_Problem_
For each line below that includes the string "swapped", show the whole line.
########################################
PR #397, opened 2020-09-12
Add Additional IANA Architecture Types

bensallen:
Adds the additional architecture types as defined by IANA
http://www.iana.org/assignments/dhcpv6-parameters/dhcpv6-parameters.xhtml#processor-architecture.

Note, RFC4578 errata, https://www.rfc-editor.org/errata_search.php?rfc=4578

"The values for EFI BC and EFI x86-64 should be swapped. UEFI implementations use value 7 to report EFI x86-64, not value 9."

IANA's list also agrees with this swap. Thus I've swapped these values here to match.

I took some liberty with the new architecture's mnemonic names compared to the descriptions from IANA. This was an attempt to standardize wording, capitalization, and match the existing style.

### DIFF
--- a/iana/archtype.go
+++ b/iana/archtype.go
@@ -10,7 +10,7 @@ import (
 // Arch encodes an architecture type per RFC 4578, Section 2.1.
 type Arch uint16
 
-// See RFC 4578.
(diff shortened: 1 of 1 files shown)


pmazzini (approved):
Thanks

hugelgupf:
Thanks Ben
########################################
_Written solution_
"The values for EFI BC and EFI x86-64 should be swapped. UEFI implementations use value 7 to report EFI x86-64, not value 9."
IANA's list also agrees with this swap. Thus I've swapped these values here to match.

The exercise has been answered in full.